# Coule questions- food grade buckets, berkey filters, storage



## nathan104 (Nov 16, 2007)

I have a few random questions I was hoping to get some quick answers for. Ive been reading this forum for a while but have only recently really began to prep. Here are my questions.

I got a pair of the black big berkey filters. I will be using two 5 gallon buckets to construct my own system for them. Had a buddy ask me about the black berkey filters ability to filter either urine or grey water into drinking water. Id think not but wanted to ask to make sure. I know they can filter nasty stagnant water so who knows. 

Also, went to Lowes to buy my 5 gallon buckets. They had white 5 gallon buckets in the paint section. But, nothing said food grade and none of the people who worked there could help me. Since these will have drinking water in it, I dont want to get the wrong kind and have chemicals leach from the plastic into the water or any food I store in them. So, how do I tell if a 5 gallon bucket is food grade? 

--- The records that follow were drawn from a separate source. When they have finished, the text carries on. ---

PR #1097, opened 2021-03-25
Revamp webhook

carmenlau:
ref #1041 

- [x] New blocking and non-blocking events
- [x] Drop all old events, config
- [x] Update test case to use new events
- [x] Add language to webhook context
- [x] Display webhook error title and reason
- [x] Update portal


pkg/lib/hook/provider.go
```diff
@@ -89,6 +93,27 @@ func (provider *Provider) DispatchEvent(payload event.Payload) (err error) {
 		provider.persistentEventPayloads = append(provider.persistentEventPayloads, payload)
 		err = nil
 
+	case event.BlockingPayload:
+		if provider.Deliverer.WillDeliverBlockingEvent(typedPayload.BlockingEventType()) {
+			seq, err = provider.Store.NextSequenceNumber()
+			if err != nil {
+				err = errorutil.HandledWithMessage(err, "failed to dispatch event")
```
louischan-oursky, line 100: HandledWithMessage is for hiding error. If we want to add context to the error, we should write `err = fmt.Errorf("failed to dispatch event: %w", err)`

pkg/lib/interaction/nodes/do_create_identity.go
```diff
@@ -17,13 +18,21 @@ type EdgeDoCreateIdentity struct {
 }
 
 func (e *EdgeDoCreateIdentity) Instantiate(ctx *interaction.Context, graph *interaction.Graph, rawInput interface{}) (interaction.Node, error) {
+	isAdminAPI := false
+	var adminInput interface{ IsAdminAPI() bool }
+	if interaction.Input(rawInput, &adminInput) {
+		isAdminAPI = adminInput.IsAdminAPI()
+	}
```
louischan-oursky, line 25: This 5 lines may worth extracting to a helper function.

portal/src/graphql/portal/WebhookConfigurationScreen.tsx
```diff
@@ -38,13 +43,49 @@ interface FormState {
...
+  // always adding non_blocking_handler in index 0
+  // to fix the json pointer for rendering error
+  if (currentState.non_blocking_handler_endpoint !== "") {
+    nonBlockingConfig.unshift({
+      events: ["*"],
+      url: currentState.non_blocking_handler_endpoint,
+    });
+  }
+
+  return nonBlockingConfig.length > 0 ? nonBlockingConfig : undefined;
```
louischan-oursky, line 80: I think we should allow the developer to add multiple URLs, so the UI should look like the blocking ones, without event type dropdown.

pkg/lib/config/hook.go
```diff
@@ -7,7 +7,6 @@ var _ = Schema.Add("HookConfig", `
 	"properties": {
 		"sync_hook_timeout_seconds": { "$ref": "#/$defs/DurationSeconds" },
 		"sync_hook_total_timeout_seconds": { "$ref": "#/$defs/DurationSeconds" },
-		"handlers": { "type": "array", "items": { "$ref": "#/$defs/HookHandlerConfig" } },
```
louischan-oursky: If we remove the config, then do we need to provide migration for existing production apps? Otherwise once we upgrade the server image tag, the existing app will have config error.

carmenlau: I thought we will update the config for the specific project manually, or you think using script is better? I can add the script

louischan-oursky: Either way has downtime. We just have 1 app. So manually is fine.

portal/src/graphql/portal/WebhookConfigurationScreen.tsx
carmenlau: Updated!

carmenlau:
Some comments note:
- [ ] In portal, add placeholder to url 
- [ ] Add doc link to portal webhook description
- [ ] Rename `context.resolved_language` to `context.language`

carmenlau:
Updated.

PR #1101, opened 2021-03-30
Biometric portal support

### LINKED ISSUE #1099: Biometric portal support
- Allow removing biometric identity
- Update config enable biometric

carmenlau:
fix #1099


portal/src/util/deviceinfo.ts
```diff
@@ -0,0 +1,149 @@
...
+  "iPad11,3": "iPad Air (3rd generation)",
+  "iPad11,4": "iPad Air (3rd generation)",
+  "AppleTV2,1": "Apple TV", // Apple TV (2nd Generation)
+  "AppleTV3,1": "Apple TV", // Apple TV (3rd Generation)
+  "AppleTV3,2": "Apple TV", // Apple TV (3rd Generation - Rev A)
+  "AppleTV5,3": "Apple TV", // Apple TV (4th Generation)
+  "AppleTV6,2": "Apple TV 4K", // Apple TV 4K
+};
+
+export function formatDeviceInfo(deviceInfo: any): string | undefined {
```
louischan-oursky, line 111: I think it is better to use the formatted device info from the server. I suggest we add `IdentityClaimBiometricFormattedDeviceInfo` whose value is a string. Then we can avoid duplicate the device info formatting logic.

carmenlau: Since the formatted device info can be derived from device info anytime, so I didn't store `IdentityClaimBiometricFormattedDeviceInfo` in db. Updated, see if it looks good?

pkg/lib/authn/identity/service/conversion.go
```diff
@@ -123,9 +123,10 @@ func anonymousFromIdentityInfo(i *identity.Info) *anonymous.Identity {
 
 func biometricToIdentityInfo(b *biometric.Identity) *identity.Info {
 	claims := map[string]interface{}{
-		identity.IdentityClaimBiometricKeyID:      b.KeyID,
-		identity.IdentityClaimBiometricKey:        string(b.Key),
-		identity.IdentityClaimBiometricDeviceInfo: b.DeviceInfo,
+		identity.IdentityClaimBiometricKeyID:               b.KeyID,
+		identity.IdentityClaimBiometricKey:                 string(b.Key),
+		identity.IdentityClaimBiometricDeviceInfo:          b.DeviceInfo,
+		identity.IdentityClaimBiometricFormattedDeviceInfo: b.FormattedDeviceInfo,
```
louischan-oursky, line 129: My original thought was to call `deviceinfo.Format(b.DeviceInfo)` here. So we do not need to add a new field to `biometric.Identity`. On the other hand, we do not need to do additional things in biometricFromIdentityInfo because the new field does not exist.

carmenlau: Oh, I got your point. Let me update it again.

carmenlau: Updated!

PR #1114, opened 2021-04-07
Update portal deps

louischan-oursky:
If we update `@monaco-editor/react` to 4, our current usage will make it hang.

If we update `immer` to 9, there are many type errors.


carmenlau:
Please rebase!

louischan-oursky:
Rebased.

PR #1123, opened 2021-04-08
Support AD FS

### LINKED ISSUE #831: Research AD FS

louischan-oursky:
fix #831


pkg/lib/authn/sso/adfs.go
```diff
@@ -0,0 +1,128 @@
...
+	if err == nil {
+		// upn looks like an email address.
+		normalizer := f.LoginIDNormalizerFactory.NormalizerWithLoginIDType(config.LoginIDKeyTypeEmail)
+		email, err = normalizer.Normalize(upn)
+		if err != nil {
+			return
+		}
+	} else {
+		// upn does NOT look like an email address.
+		preferredUsername = upn
```
carmenlau, line 110: Or we should always fill `upn` in `preferredUsername`? So adfs always have `preferredUsername` consistently. I am open to this

pkg/lib/authn/sso/userinfo.go
```diff
@@ -61,6 +63,16 @@ func DecodeAzureADv2(userInfo map[string]interface{}) *ProviderUserInfo {
...
 }
 
+func DecodeADFS(userInfo map[string]interface{}) *ProviderUserInfo {
+	id, _ := userInfo["sub"].(string)
+	email, _ := userInfo["email"].(string)
+
+	return &ProviderUserInfo{
+		ID:    id,
+		Email: email,
+	}
```
carmenlau, line 73: I found that not all our oauth provider is calling `DecodeUserInfo`? `DecodeUserInfo` is useful only if we call it in `<provider>.go`? If this is the case, maybe we should not add this, since this is not the way to convert `userInfo` to `ProviderUserInfo` for adfs, it is confusing.

pkg/lib/authn/sso/adfs.go
louischan-oursky: Let me change to always fill in upn.

louischan-oursky:
updated.

Issue #1129, opened 2021-04-09
Direct logout


louischan-oursky:
- For web cookie use case, introduce a new grant type for the token endpoint to echo the ID token for the current cookie.
- For web refresh token use case, use `grant_type=refresh_token` (i.e. refresh access token) to obtain ID token.
- Add `sid` claim to ID token. https://openid.net/specs/openid-connect-frontchannel-1_0.html#OPLogout
- Make `end_session_endpoint` accept `id_token_hint`. If `id_token_hint` is present and is valid, then logout directly. Otherwise fallback to existing confirmation flow. https://openid.net/specs/openid-connect-rpinitiated-1_0.html

> When an id_token_hint parameter is present, the OP MUST validate that it was the issuer of the ID Token.

> The OP SHOULD accept ID Tokens when the RP identified by the ID Token's aud claim and/or sid claim has a current session or had a recent session at the OP, even when the exp time has passed.

> If the ID Token's sid claim does not correspond to the RP's current session or a recent session at the OP, the OP SHOULD treat the logout request as suspect, and MAY decline to act upon it.

---

- Update portal frontend to use the SDK version that includes this change.

PR #1134, opened 2021-04-13
Direct logout

louischan-oursky:
ref #1129

### DIFF
--- a/pkg/lib/oauth/oidc/handler/handler_end_session.go
+++ b/pkg/lib/oauth/oidc/handler/handler_end_session.go
@@ -16,13 +16,41 @@ type WebAppURLsProvider interface {
 	SettingsURL() *url.URL
 }
 
+type IDTokenIssuer interface {
+	ValidateIDToken(idToken string) error
+}
+
+type LogoutSessionManager interface {
+	Logout(session.Session, http.ResponseWriter) error
+}
+
 type EndSessionHandler struct {
-	Config    *config.OAuthConfig
-	Endpoints oidc.EndpointsProvider
-	URLs      WebAppURLsProvider
+	Config         *config.OAuthConfig
+	Endpoints      oidc.EndpointsProvider
+	URLs           WebAppURLsProvider
+	IDTokens       IDTokenIssuer
+	SessionManager LogoutSessionManager
 }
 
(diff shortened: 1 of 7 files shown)


pkg/lib/oauth/oidc/handler/handler_end_session.go
```diff
@@ -16,13 +16,41 @@ type WebAppURLsProvider interface {
...
+	Endpoints      oidc.EndpointsProvider
+	URLs           WebAppURLsProvider
+	IDTokens       IDTokenIssuer
+	SessionManager LogoutSessionManager
 }
 
 func (h *EndSessionHandler) Handle(s session.Session, req protocol.EndSessionRequest, r *http.Request, rw http.ResponseWriter) error {
+	idTokenHint := req.IDTokenHint()
+	if s != nil && idTokenHint != "" {
+		err := h.IDTokens.ValidateIDToken(idTokenHint)
```
carmenlau, line 38: Seems we only validate the id token here, but we have not compared it with the current session?
If this is the case, there will be a problem that people can use another peoples'  id token to logout current user.

pkg/lib/oauth/oidc/id_token.go
```diff
@@ -48,11 +94,16 @@ func (ti *IDTokenIssuer) IssueIDToken(client *config.OAuthClientConfig, s sessio
 	now := ti.Clock.NowUTC()
 
 	_ = claims.Set(jwt.AudienceKey, client.ClientID)
+
+	_ = claims.Set("sid", EncodeSID(s))
```
carmenlau, line 167: Seems `sid` is custom claim. Will we don't some prefix to it, do we have similar case in the existing code base?

https://openid.net/specs/openid-connect-core-1_0.html#IDToken

louischan-oursky: No. It is defined here. https://openid.net/specs/openid-connect-frontchannel-1_0.html#OPLogout

pkg/lib/oauth/oidc/handler/handler_end_session.go
louischan-oursky: This is quite tricky. Can we have a chat on this.

PR #5819, opened 2026-07-21
[Portal] Fix wizard save failing when project name contains a quote

carmenlau:
ref DEV-3725

### DIFF
--- a/portal/src/graphql/portal/DesignScreen/form.ts
+++ b/portal/src/graphql/portal/DesignScreen/form.ts
@@ -48,6 +48,10 @@ import { nonNullable } from "../../../util/types";
 import { nullishCoalesce, or_ } from "../../../util/operators";
 import { deriveColors } from "../../../util/theme";
 import {
+  escapeMessageFormatText,
+  unescapeMessageFormatText,
+} from "../../../util/messageFormat";
+import {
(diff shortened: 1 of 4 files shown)


tung2744:
I want to know if this is a pure frontend problem? Because when you type a `'` in project name, you can actually pass the first step, but error in last step, but I guess the app was created in first step?

carmenlau:
I checked the current project flow. When a project is created, the translation JSON is generated by the server and populated with the app ID, so it doesn't have this problem. Ref: https://github.com/authgear/authgear-server/blob/019afa96e9aa8735fd565dd20450482d6c65d21c/pkg/portal/service/app.go#L610

The project name entered by the user is updated in the translation JSON when the user clicks "Done" to complete the wizard. The translation JSON file is modified on the client side, so this is a client-side issue.

Actually, before this fix, updating the project name on the Design page would also fail. Since both flows use the same method to update the project name, this fix resolves the issue there as well.

tung2744:
e2e tests should be failing because of a siteadmin test. See [be05390](https://github.com/authgear/authgear-server/pull/5821/commits/be05390950b238bba0bc967c2ada88fd6d25c350)

tung2744 (approved):

PR #5820, opened 2026-07-21
[OIDC] Support client_secret_basic at the token endpoint

tung2744:
Extract client_id/client_secret from an HTTP Basic Authorization header in TokenHandler.Handle, alongside the existing client_secret_post support, and advertise it in token_endpoint_auth_methods_supported.

ref DEV-3728

### DIFF
--- a/pkg/lib/oauth/handler/handler_token.go
+++ b/pkg/lib/oauth/handler/handler_token.go
@@ -261,26 +261,27 @@ func (h *TokenHandler) Handle(ctx context.Context, rw http.ResponseWriter, req *
 		return resultErr
 	}
 
-	if username, password, ok := req.BasicAuth(); ok {
-		// RFC 6749 section 2.3: The client MUST NOT use more than one
-		// authentication method in each request.
-		if r.ClientID() != "" || r.ClientSecret() != "" {
-			return errorResult(protocol.NewError("invalid_request", "client authentication must not be presented in both the Authorization header and the request body"))
-		}
+	// Prefer client authentication in the request body over the Authorization
+	// header: an Authorization header may come from an unrelated proxy (e.g.
+	// one protecting a staging environment with HTTP Basic auth) rather than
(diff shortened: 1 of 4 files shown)


pkg/lib/oauth/handler/handler_token.go
```diff
@@ -260,6 +261,28 @@ func (h *TokenHandler) Handle(ctx context.Context, rw http.ResponseWriter, req *
 		return resultErr
 	}
 
+	if username, password, ok := req.BasicAuth(); ok {
+		// RFC 6749 section 2.3: The client MUST NOT use more than one
+		// authentication method in each request.
+		if r.ClientID() != "" || r.ClientSecret() != "" {
+			return errorResult(protocol.NewError("invalid_request", "client authentication must not be presented in both the Authorization header and the request body"))
```
carmenlau: Could a proxy-level Basic Auth header, such as one used to protect staging environments, conflict with `client_secret_post` clients and cause an `invalid_request` error? This header was ignored before this change. It might be safer to prefer the body credentials when both are present instead of returning an error.
 
The spec says "the client MUST NOT use more than one authentication method in each request," but it doesn't define an error response for this case, and here, the Basic Auth header isn't for the token endpoint at all, it's for the proxy.

What do you think?

carmenlau: Or do you think the proxy should be responsible for removing the header in this case? If so, we can keep your change as it is.

tung2744: Right, let me change it to use body client_secret over basic auth instead of error

tung2744: > Or do you think the proxy should be responsible for removing the header in this case? If so, we can keep your change as it is.

I think the proxy should remove the header, but I also think it is good to implement it in defensive way.

tung2744:
Updated, thanks!

carmenlau (approved):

Last, I bought 50lbs of white rice and 50 lbs of beans at Sams. The beans are in a heavy paper bag like a feed bag and the rice is in white woven looking bags. Once I get my food grade buckets, can I just leave the rce in the bags they are in, throw them in a bucket, drop an O2 absorber in it and put the lid on it? OR do I need to put them in mylar bags and try to vacuum seal them first? The beans will have to be opened up and split up into two seperate buckets. Do they need to be in a mylar bag and sealed in the bucket or can you just pour the beans in the bucket with an o2 absorber and seal it up? 

Thanks for any help yall can offer. Im just getting started but very serious on getting it done as quickly and correctly as possible. Im sure Ill have more questions. I really enjoy the forum. My next thing to tackle is to get the equipment and learn how to can.


----------



## unregistered29228 (Jan 9, 2008)

I'm sure you'll get some great answers from the pros on this board but I wanted to tell you that I've also bought beans, rice, flour, sugar and other things in large bags from Costco. I package them in vacuum bags of about 5 pounds each and then store them in buckets. That way I only open a reasonable amount at a time, and the quality of the bucket isn't as important. I've also bought gamma seals for buckets, which let you screw off the lid and seal it back. But I still prefer the individual bags to protect it all from bugs, moisture and air. Be sure to freeze the rice and beans for a couple days each (you can set them outside if you're in a cold climate) in order to make sure there aren't any bugs or eggs in it.

I think those buckets from Lowe's/Home Depot are supposed to be food grade but you should still use a Mylar or vacuum bag to protect the food from plastic taste.


----------



## calliemoonbeam (Aug 7, 2007)

I'm sure someone more knowledgeable will post soon, but I was told to look for a triangle with a number 2 inside it. It's usually on the bottom or sometimes on the side just below the rim. The triangle with #2 in it means it's food grade. Most of the ones I've seen don't actually say so in words, and store employees never know, in fact act completely shocked that I'd even ask, lol. Some of the wise preppers on here told me to look for the triangle #2, and that's worked well for me.


----------



## sgl42 (Jan 20, 2004)

calliemoonbeam said:


> I'm sure someone more knowledgeable will post soon, but I was told to look for a triangle with a number 2 inside it. It's usually on the bottom or sometimes on the side just below the rim. The triangle with #2 in it means it's food grade. Most of the ones I've seen don't actually say so in words, and store employees never know, in fact act completely shocked that I'd even ask, lol. Some of the wise preppers on here told me to look for the triangle #2, and that's worked well for me.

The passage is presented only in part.